| Data extracts |

PR #5947, opened 2026-03-05
fix(ssh): add WebSocket ping/pong to per-session revdial connections

### LINKED ISSUE #5946: "Idle" SSH connections are forcefully disconnected
### Discussed in https://github.com/shellhub-io/shellhub/discussions/5945

<div type='discussions-op-text'>

<sup>Originally posted by **zoopp** March  5, 2026</sup>
I'm running into an interesting issue with my setup. I host ShellHub CE on GCP behind an [External Proxy Network Load Balancer](https://docs.cloud.google.com/load-balancing/docs/tcp), essentially with an architecture like this:
image

The problem I keep encountering is that idle SSH connections get forcibly disconnected after a couple of minutes of inactivity:
image

This happens both when connecting through ShellHub and when using native ssh directly. Interestingly, the disconnect does not occur if there is periodic activity on the connection. For example, running something like `watch <cmd>` (which produces output every couple of seconds) keeps the connection alive indefinitely.

However, I expected that SSH keep alive settings might mitigate this, at least for native SSH connections. I've experimented with options like:
- TCPKeepAlive
- ServerAliveInterval
- ServerAliveCountMax

... but the connection still gets dropped after a few minutes of inactivity.

Does anyone have suggestions on what could be done to prevent this, at least for native SSH connections, without changing the overall GCP setup?</div>

otavio:
## Summary

Fix idle SSH session disconnections caused by intermediaries (load balancers, NAT, reverse proxies) closing silent WebSocket connections. This PR addresses #5946 with per-session WebSocket keepalive and race condition fixes in the WebSocket adapter.

### Per-session WebSocket ping/pong (`pkg/revdial`)

The V1 (revdial) per-session WebSocket connections had no server→agent keepalive. During idle SSH sessions, the only traffic was the agent's SSH keepalive (one-way, every `KEEPALIVE_INTERVAL` seconds). The server→agent direction was silent, causing intermediaries to detect a half-idle connection and close it.

Now `Ping()` is called on the agent-side adapter in `grabConn()`, sending WebSocket ping frames every 30s. The server automatically responds with pongs (gorilla/websocket handles this), creating bidirectional traffic that keeps the connection alive through all intermediaries.

### WebSocket adapter `Close()` race fix (`pkg/wsconnadapter/wsconnadapter.go`)

The old `Close()` had a race condition: concurrent callers (e.g., pong timeout `AfterFunc` firing while normal teardown runs) could panic by sending to an already-closed channel, or call `conn.Close()` multiple times. Now `sync.Once` ensures the entire cleanup — stopping the ping goroutine and closing the WebSocket connection — happens exactly once.

Subsequent `Close()` calls return the stored error from the first call rather than nil, preserving error semantics for callers that check the return value.

### WebSocket adapter `Ping()` init race fix (`pkg/wsconnadapter/wsconnadapter.go`)

The old `Ping()` guarded against re-initialization with a nil check (`if a.pongCh != nil`), which is racy under concurrent calls — both callers see nil, both create channels and goroutines, leaking the first set. Now `sync.Once` guarantees initialization happens exactly once.

## Community testing

| Tester | Setup | Result |
|--------|-------|--------|
| @zoopp | GCP Load Balancer, agent v0.21.4 | 4 sessions idle 30+ min — no disconnections |
| @ltan10 | External nginx proxy, self-compiled agent | 600 min session — no disconnections |

Note: @ltan10 also reported a **separate issue** with the main control connection dying at 20-27 min intervals. This is unrelated to per-session keepalive — the main connection already has four independent keepalive sources at 30s. Their issue points to external proxy behavior (max connection duration, connection pool limits).

## Test plan

- [x] `go build` — all services compile
- [x] Integration tests pass in CI (both postgres and mongo)
- [x] @zoopp: tested, sessions stay alive 30+ minutes
- [x] @ltan10: tested, session stayed alive 600 minutes
- [x] Final re-test with updated branch (nginx change removed)

Fixes #5946

### DIFF
--- a/api/services/session.go
+++ b/api/services/session.go
@@ -82,7 +82,27 @@ func (s *service) KeepAliveSession(ctx context.Context, uid models.UID) error {
 
 	session.LastSeen = clock.Now()
 
-	return s.store.SessionUpdate(ctx, session)
+	if err := s.store.SessionUpdate(ctx, session); err != nil {
+		return err
+	}
+
+	activeSession, err := s.store.ActiveSessionResolve(ctx, store.SessionUIDResolver, string(uid))
+	if err != nil {
+		// Active session was TTL-deleted; recreate it.
+		if err := s.store.ActiveSessionCreate(ctx, session); err != nil {
+			log.WithError(err).WithField("session_uid", uid).Warn("failed to recreate active session")
+		}
+
+		return nil
+	}
+
+	activeSession.LastSeen = session.LastSeen
+
+	if err := s.store.ActiveSessionUpdate(ctx, activeSession); err != nil {
+		log.WithError(err).WithField("session_uid", uid).Warn("failed to update active session's last seen")
+	}
+
+	return nil
 }
 
 func (s *service) UpdateSession(ctx context.Context, uid models.UID, model models.SessionUpdate) error {
--- a/api/services/session_test.go
+++ b/api/services/session_test.go
@@ -4,6 +4,7 @@ import (
 	"context"
 	"net"
 	"testing"
+	"time"
 
 	goerrors "errors"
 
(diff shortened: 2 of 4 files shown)


otavio:
@gustavosbarreto Good call — I've moved `Ping()` to `grabConn()` on the agent side as you suggested. This distributes the goroutine cost across agents instead of concentrating it on the server.

This fix works for the immediate issue, but we'll need to think more deeply about how we want to implement this long-term. Given that we've never had agent integration in other languages, we need to find a way to enable this back-and-forth communication that accounts for all clients. Some of our customers rely on a large number of devices, and in those cases this extra WebSocket ping/pong transmission on every active session could impact performance.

| Requirement |
Search the records for the word "callers". Copy each line where it appears.

| Solution for this problem |
The old `Close()` had a race condition: concurrent callers (e.g., pong timeout `AfterFunc` firing while normal teardown runs) could panic by sending to an already-closed channel, or call `conn.Close()` multiple times. Now `sync.Once` ensures the entire cleanup — stopping the ping goroutine and closing the WebSocket connection — happens exactly once.
Subsequent `Close()` calls return the stored error from the first call rather than nil, preserving error semantics for callers that check the return value.
The old `Ping()` guarded against re-initialization with a nil check (`if a.pongCh != nil`), which is racy under concurrent calls — both callers see nil, both create channels and goroutines, leaking the first set. Now `sync.Once` guarantees initialization happens exactly once.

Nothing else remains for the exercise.